EXERCISE PROMPT => Search the data for the string "system" and copy each line where it turns up.

EXCERPTED DATA =>
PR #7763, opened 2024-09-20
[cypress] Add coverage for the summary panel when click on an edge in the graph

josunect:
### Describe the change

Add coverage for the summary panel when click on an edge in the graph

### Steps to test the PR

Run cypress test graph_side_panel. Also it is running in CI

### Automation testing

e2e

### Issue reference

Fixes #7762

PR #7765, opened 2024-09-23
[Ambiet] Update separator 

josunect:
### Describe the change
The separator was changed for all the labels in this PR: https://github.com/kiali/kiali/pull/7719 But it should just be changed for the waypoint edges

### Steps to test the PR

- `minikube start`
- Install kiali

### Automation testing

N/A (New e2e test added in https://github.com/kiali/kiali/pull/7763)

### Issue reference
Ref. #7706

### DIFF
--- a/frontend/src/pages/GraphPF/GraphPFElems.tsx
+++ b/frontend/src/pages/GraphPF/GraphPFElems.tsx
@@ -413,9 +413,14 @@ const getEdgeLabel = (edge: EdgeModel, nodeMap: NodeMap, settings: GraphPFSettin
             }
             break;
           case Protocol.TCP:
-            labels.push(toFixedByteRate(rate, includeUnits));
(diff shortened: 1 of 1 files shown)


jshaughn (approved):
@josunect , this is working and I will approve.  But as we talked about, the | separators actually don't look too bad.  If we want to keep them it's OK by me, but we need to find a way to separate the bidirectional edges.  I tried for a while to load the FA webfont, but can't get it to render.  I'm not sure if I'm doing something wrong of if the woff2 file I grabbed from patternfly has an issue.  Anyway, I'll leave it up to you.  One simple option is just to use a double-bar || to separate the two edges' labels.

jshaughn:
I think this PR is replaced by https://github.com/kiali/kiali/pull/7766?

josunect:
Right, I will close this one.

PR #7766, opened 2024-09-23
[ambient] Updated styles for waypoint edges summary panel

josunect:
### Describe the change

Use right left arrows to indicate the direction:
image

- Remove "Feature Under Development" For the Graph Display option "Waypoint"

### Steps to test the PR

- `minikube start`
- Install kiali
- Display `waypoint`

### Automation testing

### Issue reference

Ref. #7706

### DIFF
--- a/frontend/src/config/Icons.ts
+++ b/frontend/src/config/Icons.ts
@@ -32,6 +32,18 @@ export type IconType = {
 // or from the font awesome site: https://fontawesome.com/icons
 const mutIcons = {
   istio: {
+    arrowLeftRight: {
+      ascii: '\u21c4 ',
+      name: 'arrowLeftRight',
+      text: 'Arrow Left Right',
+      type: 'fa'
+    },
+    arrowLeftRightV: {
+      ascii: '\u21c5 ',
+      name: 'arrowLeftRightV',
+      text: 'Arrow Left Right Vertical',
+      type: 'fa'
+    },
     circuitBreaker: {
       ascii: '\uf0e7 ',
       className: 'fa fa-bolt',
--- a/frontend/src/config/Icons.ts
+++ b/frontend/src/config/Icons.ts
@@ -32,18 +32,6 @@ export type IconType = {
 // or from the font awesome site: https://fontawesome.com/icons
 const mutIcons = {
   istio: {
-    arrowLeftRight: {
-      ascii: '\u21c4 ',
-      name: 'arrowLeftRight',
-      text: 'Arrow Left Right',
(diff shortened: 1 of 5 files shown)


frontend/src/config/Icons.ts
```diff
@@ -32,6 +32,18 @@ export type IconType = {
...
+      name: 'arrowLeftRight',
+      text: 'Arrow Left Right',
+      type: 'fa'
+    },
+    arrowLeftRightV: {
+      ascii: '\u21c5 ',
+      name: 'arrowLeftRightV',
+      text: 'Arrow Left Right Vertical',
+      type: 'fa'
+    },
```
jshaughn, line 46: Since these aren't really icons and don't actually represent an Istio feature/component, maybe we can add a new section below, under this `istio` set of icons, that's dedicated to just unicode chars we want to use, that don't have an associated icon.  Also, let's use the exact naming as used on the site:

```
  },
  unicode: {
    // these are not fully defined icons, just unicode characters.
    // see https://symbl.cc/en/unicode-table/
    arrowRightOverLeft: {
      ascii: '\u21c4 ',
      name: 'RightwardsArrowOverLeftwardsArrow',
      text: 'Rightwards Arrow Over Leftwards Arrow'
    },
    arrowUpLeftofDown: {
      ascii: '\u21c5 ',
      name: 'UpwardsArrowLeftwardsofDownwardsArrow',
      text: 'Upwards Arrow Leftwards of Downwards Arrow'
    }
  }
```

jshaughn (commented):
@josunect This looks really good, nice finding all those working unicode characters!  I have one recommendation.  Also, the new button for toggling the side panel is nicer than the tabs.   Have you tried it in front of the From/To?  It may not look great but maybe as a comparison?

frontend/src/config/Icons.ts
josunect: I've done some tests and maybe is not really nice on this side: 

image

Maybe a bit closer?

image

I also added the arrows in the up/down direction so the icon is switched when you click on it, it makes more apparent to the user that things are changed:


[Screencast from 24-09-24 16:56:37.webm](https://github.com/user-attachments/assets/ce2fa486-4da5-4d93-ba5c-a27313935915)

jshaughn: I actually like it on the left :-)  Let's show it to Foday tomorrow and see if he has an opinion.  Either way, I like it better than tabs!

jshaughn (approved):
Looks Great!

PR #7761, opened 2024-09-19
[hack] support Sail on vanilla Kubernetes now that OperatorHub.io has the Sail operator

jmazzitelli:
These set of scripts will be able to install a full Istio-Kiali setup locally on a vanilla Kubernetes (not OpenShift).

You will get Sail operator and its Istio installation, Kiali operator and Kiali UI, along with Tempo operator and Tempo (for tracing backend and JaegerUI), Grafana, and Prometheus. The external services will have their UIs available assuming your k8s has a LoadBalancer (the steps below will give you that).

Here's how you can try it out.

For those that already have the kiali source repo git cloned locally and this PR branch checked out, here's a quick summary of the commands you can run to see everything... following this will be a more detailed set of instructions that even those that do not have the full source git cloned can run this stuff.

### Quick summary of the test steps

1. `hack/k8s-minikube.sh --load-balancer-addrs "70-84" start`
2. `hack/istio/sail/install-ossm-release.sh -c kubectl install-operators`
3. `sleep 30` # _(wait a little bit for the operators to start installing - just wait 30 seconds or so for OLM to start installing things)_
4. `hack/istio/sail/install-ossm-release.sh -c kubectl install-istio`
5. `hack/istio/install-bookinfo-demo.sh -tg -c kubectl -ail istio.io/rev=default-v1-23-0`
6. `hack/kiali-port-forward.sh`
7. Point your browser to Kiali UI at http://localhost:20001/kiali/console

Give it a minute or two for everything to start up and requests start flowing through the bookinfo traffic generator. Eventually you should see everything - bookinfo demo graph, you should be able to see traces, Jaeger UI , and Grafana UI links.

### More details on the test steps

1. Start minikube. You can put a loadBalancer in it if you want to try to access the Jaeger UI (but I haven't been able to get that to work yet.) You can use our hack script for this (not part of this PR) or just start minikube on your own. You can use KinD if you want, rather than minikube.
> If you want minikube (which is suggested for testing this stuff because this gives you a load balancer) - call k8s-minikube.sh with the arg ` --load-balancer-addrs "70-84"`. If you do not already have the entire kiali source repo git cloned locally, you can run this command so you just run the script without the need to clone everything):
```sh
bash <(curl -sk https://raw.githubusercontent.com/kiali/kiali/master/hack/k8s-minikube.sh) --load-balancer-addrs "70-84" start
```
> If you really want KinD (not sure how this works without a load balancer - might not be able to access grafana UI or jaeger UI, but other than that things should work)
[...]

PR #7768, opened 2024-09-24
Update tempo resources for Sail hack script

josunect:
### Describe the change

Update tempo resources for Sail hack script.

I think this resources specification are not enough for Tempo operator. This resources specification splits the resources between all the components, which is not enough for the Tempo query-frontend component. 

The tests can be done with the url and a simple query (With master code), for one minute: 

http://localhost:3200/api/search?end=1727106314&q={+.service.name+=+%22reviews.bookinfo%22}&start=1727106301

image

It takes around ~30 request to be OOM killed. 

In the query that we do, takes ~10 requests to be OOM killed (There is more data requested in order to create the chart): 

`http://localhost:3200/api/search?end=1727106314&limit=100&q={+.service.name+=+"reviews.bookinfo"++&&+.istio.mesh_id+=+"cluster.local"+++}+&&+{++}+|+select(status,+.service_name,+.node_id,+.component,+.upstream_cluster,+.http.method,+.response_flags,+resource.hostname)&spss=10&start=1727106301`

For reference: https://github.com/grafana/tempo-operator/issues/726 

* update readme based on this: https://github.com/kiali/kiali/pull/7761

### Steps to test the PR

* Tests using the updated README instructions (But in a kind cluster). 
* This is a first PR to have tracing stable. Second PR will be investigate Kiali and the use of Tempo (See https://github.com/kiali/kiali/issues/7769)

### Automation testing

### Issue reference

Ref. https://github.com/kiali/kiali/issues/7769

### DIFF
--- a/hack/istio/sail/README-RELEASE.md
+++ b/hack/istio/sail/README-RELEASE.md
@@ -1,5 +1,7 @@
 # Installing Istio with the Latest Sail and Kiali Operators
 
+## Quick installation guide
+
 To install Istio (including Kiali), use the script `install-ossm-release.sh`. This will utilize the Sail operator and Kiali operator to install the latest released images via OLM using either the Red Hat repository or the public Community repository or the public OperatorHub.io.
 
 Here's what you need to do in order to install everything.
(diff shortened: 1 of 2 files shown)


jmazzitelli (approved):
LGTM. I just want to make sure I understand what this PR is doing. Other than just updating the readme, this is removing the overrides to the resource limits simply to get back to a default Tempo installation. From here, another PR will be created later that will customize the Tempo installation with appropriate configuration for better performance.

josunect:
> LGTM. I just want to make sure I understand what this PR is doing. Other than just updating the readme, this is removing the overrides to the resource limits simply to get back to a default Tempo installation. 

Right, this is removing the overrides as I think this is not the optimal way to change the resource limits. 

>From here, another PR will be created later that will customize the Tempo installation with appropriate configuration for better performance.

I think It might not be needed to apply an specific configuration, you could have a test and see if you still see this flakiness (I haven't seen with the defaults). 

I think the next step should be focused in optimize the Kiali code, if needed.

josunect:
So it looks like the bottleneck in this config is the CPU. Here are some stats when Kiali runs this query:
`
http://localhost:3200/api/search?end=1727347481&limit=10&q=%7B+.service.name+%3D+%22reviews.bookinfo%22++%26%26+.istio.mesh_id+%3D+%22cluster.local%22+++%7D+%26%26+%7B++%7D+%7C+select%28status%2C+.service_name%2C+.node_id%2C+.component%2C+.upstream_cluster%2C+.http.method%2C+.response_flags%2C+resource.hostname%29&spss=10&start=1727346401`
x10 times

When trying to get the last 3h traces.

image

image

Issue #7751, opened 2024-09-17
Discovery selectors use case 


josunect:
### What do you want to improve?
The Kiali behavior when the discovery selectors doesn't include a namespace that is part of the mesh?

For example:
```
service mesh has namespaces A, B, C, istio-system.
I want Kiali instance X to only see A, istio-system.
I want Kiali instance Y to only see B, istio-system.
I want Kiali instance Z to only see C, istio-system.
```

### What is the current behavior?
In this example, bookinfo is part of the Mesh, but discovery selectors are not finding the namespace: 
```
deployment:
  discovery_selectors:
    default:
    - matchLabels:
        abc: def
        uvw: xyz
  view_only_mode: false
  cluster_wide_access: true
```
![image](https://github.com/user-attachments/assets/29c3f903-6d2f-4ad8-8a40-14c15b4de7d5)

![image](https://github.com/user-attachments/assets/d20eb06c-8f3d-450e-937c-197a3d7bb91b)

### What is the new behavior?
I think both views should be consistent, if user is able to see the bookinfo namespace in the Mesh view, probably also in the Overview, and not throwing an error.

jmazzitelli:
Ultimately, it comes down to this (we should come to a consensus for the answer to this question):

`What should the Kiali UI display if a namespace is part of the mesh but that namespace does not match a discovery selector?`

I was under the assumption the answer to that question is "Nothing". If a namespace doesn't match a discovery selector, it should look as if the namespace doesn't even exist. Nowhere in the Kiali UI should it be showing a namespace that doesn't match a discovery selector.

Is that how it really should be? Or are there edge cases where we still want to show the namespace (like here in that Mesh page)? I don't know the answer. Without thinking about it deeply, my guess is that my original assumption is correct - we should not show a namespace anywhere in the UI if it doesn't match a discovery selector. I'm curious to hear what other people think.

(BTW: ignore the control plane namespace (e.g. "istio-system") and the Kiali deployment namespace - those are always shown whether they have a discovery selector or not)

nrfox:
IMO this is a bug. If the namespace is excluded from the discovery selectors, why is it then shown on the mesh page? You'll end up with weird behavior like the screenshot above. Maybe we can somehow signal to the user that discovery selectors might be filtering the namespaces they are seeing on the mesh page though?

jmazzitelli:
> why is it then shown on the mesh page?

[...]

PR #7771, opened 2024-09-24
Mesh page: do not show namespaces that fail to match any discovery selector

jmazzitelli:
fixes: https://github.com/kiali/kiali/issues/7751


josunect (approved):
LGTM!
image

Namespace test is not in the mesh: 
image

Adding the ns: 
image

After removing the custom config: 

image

TASK RESPONSE =>
service mesh has namespaces A, B, C, istio-system.
I want Kiali instance X to only see A, istio-system.
I want Kiali instance Y to only see B, istio-system.
I want Kiali instance Z to only see C, istio-system.
(BTW: ignore the control plane namespace (e.g. "istio-system") and the Kiali deployment namespace - those are always shown whether they have a discovery selector or not)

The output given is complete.